• [About this exercise]:
What you need to produce from the material below is an exact transcription of the lines from the one with "Looks promising" through the one with "## Known issues", both included, and no other line.
.....
Issue #818, opened 2019-08-26
Meta  - Add Scala support


lreuven:
**Is your feature request related to a problem? Please describe.**

per customer request, I'm adding this as a FR.

**Describe the solution you'd like**
Scala Instrumentation as part of the java agent 

**Describe alternatives you've considered**

**Additional context**

felixbarny:
Which frameworks are the most important ones? I assume Akka and Play?

lreuven:
yap but I would like to have more customer feedback on that

PerWiklander:
I would add Lagom to that list, but since Lagom uses Akka and Play, and Play uses Akka, the answer might just be "Akka".

I guess it comes down which scope is feasible. Should the agent report on http requests only (Akka Http then) or general Akka actor interaction as well? And in case of the latter, is there a priority of what parts of Akka to add more details to? One that comes to mind is the PersistentActor, aka. Event Sourcing or the C in CQRS.

My personal wish list, working on a Lagom project would be:
- HTTP requests (Akka Http)
- DB (read) queries
  For me this should/could be covered by the existing JDBC support (I use Slick with Postgres), but the recommended/default db layer in Lagom projects is Cassandra.
- Commands -> Events -> DB (write) queries.
  This includes Akka Persistence and Persistence Query plus (for me) JDBC.

Existing solutions (?)
- https://github.com/levkhomich/akka-tracing
  Looks promising
- https://developer.lightbend.com/docs/telemetry/current/home.html
  The cheat sheet, Lightbend's own monitoring solution, but requires a Lightbend subscription ($$$).

cbrunnkvist:
Documenting some good practices and a showing proof-of-concept code for some "typical" bare bones monolith (maybe it's (Akka+)**Play** with **Slick**/**HikariCP**) would be good enough to allow people to get started in the right direction at least.

crocker:
Twitter's Finatra and Finagle frameworks would be good additions as well.

lssilva:
Finagle, I think with finagle a few others will be supported by default, Finatra, Finch

PR #1048, opened 2020-02-22
Add Scala concurrent plugin

milanvdm:
## What does this PR do?

This PR is a draft to add specific Scala support to the ElasticAPM agent.
The goal is to add basic support for Scala Futures.

## Known issues
* Test multiple Scala version (2.12.x and 2.13.x) -> cross-compiling multiple Scala versions doesn't seem to work/be possible with the Maven plugin
* LinkageError when the agent has a specific Scala dependency
* Not all edge-cases are caught in the tests, some of them were only found when running a small test-setup

## Checklist
- [ ] Added an instrumentation plugin? How did you make sure that old, non-supported versions are not instrumented by accident?

## Related issues
Part of https://github.com/elastic/apm-agent-java/issues/818


apm-agent-plugins/apm-scala-concurrent-plugin/pom.xml
```diff
@@ -0,0 +1,42 @@
...
+    <name>${project.groupId}:${project.artifactId}</name>
+
+    <properties>
+        <apm-agent-parent.base.dir>${project.basedir}/../..</apm-agent-parent.base.dir>
+    </properties>
+
+    <dependencies>
+        <dependency>
+            <groupId>${project.groupId}</groupId>
+            <artifactId>apm-agent-api</artifactId>
```
SylvainJuge: agent plugins do not need to rely on `apm-agent-api` and should use internal API instead, dependency is provided implicitly by `apm-agent-plugins` parent module.

milanvdm:
@SylvainJuge As I just started exploring the APM, I wanted to start with a test that just checks if it is matching one of the methods I wrote a `MethodMatcher` for.
Any tips/example on how to write a test for that?

apm-agent-plugins/apm-scala-concurrent-plugin/src/main/scala/co/elastic/apm/agent/concurrent/FutureInstrumentation.scala
```diff
@@ -0,0 +1,41 @@
...
+class FutureInstrumentation extends ElasticApmInstrumentation {
+
+  override def getTypeMatcher: ElementMatcher[_ >: TypeDescription] =
+    hasSuperType[TypeDescription](named("scala.concurrent.Future"))
+      .or(hasSuperType(named("scala.concurrent.impl.Promise")))
+      .or(hasSuperType(named("scala.concurrent.impl.Promise$Transformation")))
+      .or(hasSuperType(named("scala.concurrent.Future$")))
+
+  override def getMethodMatcher: ElementMatcher[_ >: MethodDescription] =
+    named[MethodDescription]("onComplete").and(returns(classOf[Unit])).and(takesArguments(classOf[Try[_] => _]))
```
felixbarny, line 24: The type matchers should not refer to classes as that would cause loading these classes. Instead, use the `named` matcher, like `named("scala.util.Try")`

apm-agent-plugins/apm-scala-concurrent-plugin/pom.xml
```diff
@@ -0,0 +1,33 @@
...
+                <groupId>net.alchim31.maven</groupId>
+                <artifactId>scala-maven-plugin</artifactId>
+                <version>4.3.0</version>
+                <configuration>
+                    <scalaVersion>2.12.10</scalaVersion>
+                </configuration>
+            </plugin>
+        </plugins>
+    </build>
+
```
felixbarny, line 32: The executor service instrumentations can only be applied in the tests if you have a dependency on that module:
```suggestion
    <dependencies>
        <dependency>
            <groupId>${project.groupId}</groupId>
            <artifactId>apm-java-concurrent-plugin</artifactId>
            <version>${project.version}</version>
            <scope>test</scope>
        </dependency>
        <dependency>
            <groupId>${project.groupId}</groupId>
            <artifactId>apm-java-concurrent-plugin</artifactId>
            <version>${project.version}</version>
            <type>test-jar</type>
            <scope>test</scope>
        </dependency>
    </dependencies>
```

Add this snippet to the concurrent plugin in order to be able to access its test classes, in particular `WrappedExecutorService` (see also comment further below)>
```xml
    <build>
        <plugins>
            <plugin>
                <artifactId>maven-jar-plugin</artifactId>
                <executions>
                    <execution>
                        <goals>
                            <goal>test-jar</goal>
                        </goals>
                    </execution>
                </executions>
            </plugin>
        </plugins>
    </build>
```

apm-agent-plugins/apm-scala-concurrent-plugin/src/test/scala/co/elastic/apm/agent/concurrent/FutureInstrumentationSpec.scala
```diff
@@ -0,0 +1,64 @@
...
+    private def blockingMethodOnMainThread(): Unit = {
+      try {
+        Await.result(nonBlockingMethodOnMainThread(), 10.seconds)
+      } catch {
+        case e: Exception => e.printStackTrace()
+      }
+    }
+
+    private def nonBlockingMethodOnMainThread(): Future[Unit] =
+      Future(methodOnWorkerThread())(ExecutionContext.fromExecutor(Executors.newFixedThreadPool(1)))
```
felixbarny, line 50: Maybe here's something going wrong with the instrumentation. One limitation of the unit tests is that you can't test instrumenting classes from the bootstrap class loader. `ThreadPoolExecutor`, which is returned from `Executors.newFixedThreadPool(1)` is such a class.

To work around this, we use `co.elastic.apm.agent.concurrent.ExecutorServiceWrapper` in our tests. This is a class that the agent can instrument in tests that just delegates to the wrapped `ExecutorService`.

For the built-in executor service instrumentation to work, you also have to declare a test dependency to the java-concurrent-plugin (see comment on pom.xml).

To access the `ExecutorServiceWrapper` class, you either need to copy/paste it to your module or build a test jar from the java-concurrent-plugin and add it as a test dependency as well (see comment on pom.xml).

apm-agent-plugins/apm-scala-concurrent-plugin/src/main/scala/co/elastic/apm/agent/concurrent/FutureInstrumentation.scala
```diff
@@ -0,0 +1,41 @@
...
+//    .or(named[MethodDescription]("transform").and(returns(classOf[Future[_]])).and(takesArguments(classOf[Try[_] => Try[_]])))
+//    .or(named[MethodDescription]("transformWith").and(returns(classOf[Future[_]])).and(takesArguments(classOf[Try[_] => Future[_]])))
+    .and(not(isTypeInitializer[MethodDescription]()))
+
+  override def getInstrumentationGroupNames: util.Collection[String] = List("concurrent", "future").asJavaCollection
+
+  @Advice.OnMethodEnter(suppress = classOf[Throwable])
+  def onComplete(@Advice.Argument(value = 0, readOnly = true) callback: Try[_] => _): Unit = {
```
felixbarny, line 32: What are you trying to achieve by instrumenting the `onComplete` method? 

Is the `onComplete` executed in the context of the `Runnable` from the `Executor` that is used within the `ExecutionContext.fromExecutor`?

milanvdm: What should happen is when a `Future` is created, it should have the trace information. When a `Future` finishes its task, the method `onComplete` will be called on that same `Future`. Based on the trace information on the creation, it should then close the correct spans.

milanvdm: Another remark on using Java to write the Scala instrumentation. For example, this method would need to be replaced with some custom code to correctly close tracing contexts.
When writing all of this in Java, I don't immediately see a way to write the correct Scala code to replace the original method?

apm-agent-plugins/apm-scala-concurrent-plugin/pom.xml
```diff
@@ -0,0 +1,92 @@
...
+<!--            <version>${project.version}</version>-->
+<!--            <scope>test</scope>-->
+<!--        </dependency>-->
+<!--        <dependency>-->
+<!--            <groupId>${project.groupId}</groupId>-->
+<!--            <artifactId>apm-java-concurrent-plugin</artifactId>-->
+<!--            <version>${project.version}</version>-->
+<!--            <type>test-jar</type>-->
+<!--            <scope>test</scope>-->
+<!--        </dependency>-->
```
milanvdm, line 33: Currently, disabling this dependency since adding it not only brings in the Wrapper classes, but for some reason also pulls in the JavaInstrumentation and method-matchers from the java-concurrent-plugin.
Comments welcome on how to prevent that :)

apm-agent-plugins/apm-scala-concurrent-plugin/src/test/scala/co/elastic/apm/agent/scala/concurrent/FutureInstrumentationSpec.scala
PR #1049, opened 2020-02-24
added preventing the shade plugin from relocating org.slf4j.Logger to *.shaded.slf4j.Logger 

kananindzya:
… *.shaded.slf4j.Logger in error logging instrumentation

## Checklist

- [ ] I have rebased my changes on top of the latest master branch

- [ ] I have updated [supported-technologies.asciidoc](docs/supported-technologies.asciidoc)
- [ ] Added an instrumentation plugin? How did you make sure that old, non-supported versions are not instrumented by accident?

## Screenshots
<!-- _(Optional)_


apm-agent-plugins/apm-error-logging-plugin/src/main/java/co/elastic/apm/agent/error/logging/AbstractLoggingInstrumentation.java
```diff
@@ -35,6 +35,7 @@
 import java.util.Collection;
 
 import static net.bytebuddy.matcher.ElementMatchers.nameContains;
+import static net.bytebuddy.matcher.ElementMatchers.nameContainsIgnoreCase;
```
SylvainJuge: unused import statement.

apm-agent-plugins/apm-error-logging-plugin/src/main/java/co/elastic/apm/agent/error/logging/Log4jLoggingInstrumentation.java
```diff
@@ -37,7 +37,7 @@
 
     @Override
     public ElementMatcher<? super TypeDescription> getTypeMatcher() {
-        return hasSuperType(named("org.apache.logging.log4j.Logger")).and(not(hasSuperType(named("org.slf4j.Logger"))));
+        return hasSuperType(named("org.apache.logging.log4j.Logger")).and(not(hasSuperType(named("org!slf4j!Logger".replaceAll("!", ".")))));
```
SylvainJuge: Probably nitpicking, but use `replaceAll('!','.')` and add a short comment to explain the 'why' and make it consistent with other place(s) it's done like this.

SylvainJuge:
On a side note, this issue also means that we lack a proper test for this feature, as relocation is done at packaging, we could probably add an integration test to prevent any further regression.

apm-agent-plugins/apm-error-logging-plugin/src/main/java/co/elastic/apm/agent/error/logging/AbstractLoggingInstrumentation.java
kananindzya: fixed

apm-agent-plugins/apm-error-logging-plugin/src/main/java/co/elastic/apm/agent/error/logging/Log4jLoggingInstrumentation.java
kananindzya: fixed

eyalkoren:
@kananindzya Your commit was not pushed yet

kananindzya:
> @kananindzya Your commit was not pushed yet

pushed

kananindzya:
> On a side note, this issue also means that we lack a proper test for this feature, as relocation is done at packaging, we could probably add an integration test to prevent any further regression.

added logging-integration-tests

eyalkoren:
@kananindzya this PR is very close to an end, only need to take another look at the test and add to the `CHANGELOG`. Do you want to finish it?

kananindzya:
> @kananindzya this PR is very close to an end, only need to take another look at the test and add to the `CHANGELOG`. Do you want to finish it?

I deleted submodule, changed the scope. But i don't know how to check that test fails without this fix.

eyalkoren:
> i don't know how to check that test fails without this fix

Your'e right, it's not a trivial thing, as in order to test shading effects you would need to test the built and packaged agent. One option is adding a test Servlet to the `simple-webapp` test app, that we use in the `application-server-integration-tests`. However, it is not required in order to merge this PR.
If you want to take a stab on it- go ahead.

Otherwise, since the added test doesn't test the fix and the basic functionality is already tested within the logging plugin, I suggest **removing this test and module altogether** and only verify in a manual test that it didn't work with an older agent and it works with an agent containing your fix.

Bottom line- it is an important fix we would like to merge, and manual test would be sufficient in this case. You would need to merge the latest master so that the `CHANGELOG` is up to date.
Thanks!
.....
• [Response to this exercise]:
  Looks promising
- https://developer.lightbend.com/docs/telemetry/current/home.html
  The cheat sheet, Lightbend's own monitoring solution, but requires a Lightbend subscription ($$$).

cbrunnkvist:
Documenting some good practices and a showing proof-of-concept code for some "typical" bare bones monolith (maybe it's (Akka+)**Play** with **Slick**/**HikariCP**) would be good enough to allow people to get started in the right direction at least.

crocker:
Twitter's Finatra and Finagle frameworks would be good additions as well.

lssilva:
Finagle, I think with finagle a few others will be supported by default, Finatra, Finch

PR #1048, opened 2020-02-22
Add Scala concurrent plugin

milanvdm:
## What does this PR do?

This PR is a draft to add specific Scala support to the ElasticAPM agent.
The goal is to add basic support for Scala Futures.

## Known issues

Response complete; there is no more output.